Almost always yes — but check compatibility before switching grease types in the same gun. Different thickeners (lithium, calcium sulfonate complex, polyurea, calcium, aluminium complex) can react if mixed in the cartridge or in the bearing. Worst case: lithium + calcium sulfonate forms a soap that blocks flow. Best practice: clean the gun barrel and pump piston before switching to a different grease type. For most workshop work, sticking with one NLGI 2 lithium-complex grease (the AU standard) avoids compatibility questions entirely.
Why won't my grease gun pump grease?
Five most common causes: (1) Air-lock — use the priming procedure (loosen barrel, push follower, pump 5-10 strokes). (2) Empty cartridge — check the follower rod position. (3) Damaged cartridge seal — replace cartridge. (4) Worn pump piston seals — check manufacturer parts list for seal kits. (5) Crusted grease nipple on the equipment — the fitting is blocked, not the gun.
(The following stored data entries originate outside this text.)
PR #3650, opened 2020-10-02
New checks

huguesBouvier:
1. Added 1 check: When in nested configuration pool.ntp.org:123 might not be available and IoTedge will connect to a parent IoTedge and not to IoT Hub.
The time is the checked directly against the parent IoT edge. The check is performed by making an HTTPS and the reading the "date" header from the response.

2. Improved parent hostname check in container. Adding extrahosts from agent to diagnostic image when performing parent hostname resolution

3. Changed API-config template so API proxy can route all types of blob request (instead of just append blob type).

4. Fixed a bug in API proxy script to build the image

Test:
1. Checked without parent hostname and checked all test pass (no regression check)
2. Checked local time check by displaying the offset in milliseconds first.
3. Check add extrahost by hard coding "dummy" has the parent hostname in the code adding extahost=dummy:"parent ip adress" and checked it worked. Then changed the IP with a dummy IP and checked it failed.


edgelet/docker-rs/src/models/host_config.rs
```diff
@@ -184,8 +184,8 @@ pub struct HostConfig {
     // #[serde(rename = "DnsSearch", skip_serializing_if = "Option::is_none")]
     // dns_search: Option<Vec<String>>,
     // /// A list of hostnames/IP mappings to add to the container's `/etc/hosts` file. Specified in the form `[\"hostname:IP\"]`.
-    // #[serde(rename = "ExtraHosts", skip_serializing_if = "Option::is_none")]
-    // extra_hosts: Option<Vec<String>>,
+    #[serde(rename = "ExtraHosts", skip_serializing_if = "Option::is_none")]
```
varunpuranik, line 187: What scenario does this enable? I believe specifying extrahosts in createOptions was already working?

edgelet/iotedge/src/check/checks/container_resolve_parent_hostname.rs
```diff
@@ -49,27 +55,33 @@ impl ContainerResolveParentHostname {
...
+            .agent()
+            .config()
+            .create_options()
+            .host_config()
+            .and_then(docker::models::HostConfig::extra_hosts)
+            .iter()
+            .for_each(|extra_hosts| {
+                extra_hosts
+                    .iter()
+                    .for_each(|host| args.push(format!("--add-host={}", host)))
```
varunpuranik, line 70: I suppose this is why you need to uncomment extraHosts above?

edgelet/iotedge/src/check/checks/pull_agent_from_upstream.rs
```diff
@@ -0,0 +1,48 @@
...
+
+#[derive(Default, serde_derive::Serialize)]
+pub(crate) struct PullAgentFromUpstream {}
+
+impl Checker for PullAgentFromUpstream {
+    fn id(&self) -> &'static str {
+        "Pull-Agent-from-upstream"
+    }
+    fn description(&self) -> &'static str {
+        "config.yaml edge Agent can be pulled from upstream"
```
varunpuranik, line 13:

Spray with penetrating oil and work the fitting loose before blaming the gun.
What's a Flexigun and how is it different?
Flexigun is Macnaught's brand name for their pistol-grip grease guns with a flexible hose at the nozzle end. The flexible hose lets you reach fittings that rigid extensions can't — behind brackets, around motor mounts, in confined ute and tractor service points. Different from a standard pistol-grip gun (which uses a rigid extension) and from a lever-action gun (which has no flex). The Macnaught K29 Flexigun 450g ($150) is the AU workshop standard; the K32 Flexigun 400g ($153) is the 400g cartridge variant.